Problem description:
Pick out and copy every line below that has the word "program".

Records from a collection
PR #8069, opened 2025-07-15
[lex.separate] No more instantiation units

AlisdairM:
The term "instantiation unit" was removed by the application of P2996 for reflection, #7930.  This PR removes the last remaining reference from a note.

### DIFF
--- a/source/lex.tex
+++ b/source/lex.tex
@@ -43,10 +43,8 @@ A \Cpp{} program need not all be translated at the same time.
 
 \pnum
 \begin{note}
-Previously translated translation units and instantiation
-units can be preserved individually or in libraries. The separate
-translation units of a program communicate\iref{basic.link} by (for
-example)
+Previously translated translation units can be preserved individually or in libraries.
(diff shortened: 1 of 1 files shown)


source/lex.tex
```diff
@@ -43,15 +43,13 @@
...
 \pnum
 \begin{note}
-Previously translated translation units and instantiation
-units can be preserved individually or in libraries. The separate
-translation units of a program communicate\iref{basic.link} by (for
-example)
+Previously translated translation units can be preserved individually or in libraries.
+The separate translation units of a program communicate\iref{basic.link} by (for example)
 calls to functions whose identifiers have external or module linkage,
-manipulation of objects whose identifiers have external or module linkage, or
```
tkoeppe, line 51: Yes, I realize semantics linebreaks would be better, but can we keep this edit to a minimum? Just the first part is fine.

AlisdairM: Simplified down to single commit touching only the affected lines, rebased, and force-pushed.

Task answer:
@@ -43,10 +43,8 @@ A \Cpp{} program need not all be translated at the same time.
-translation units of a program communicate\iref{basic.link} by (for
-translation units of a program communicate\iref{basic.link} by (for
+The separate translation units of a program communicate\iref{basic.link} by (for example)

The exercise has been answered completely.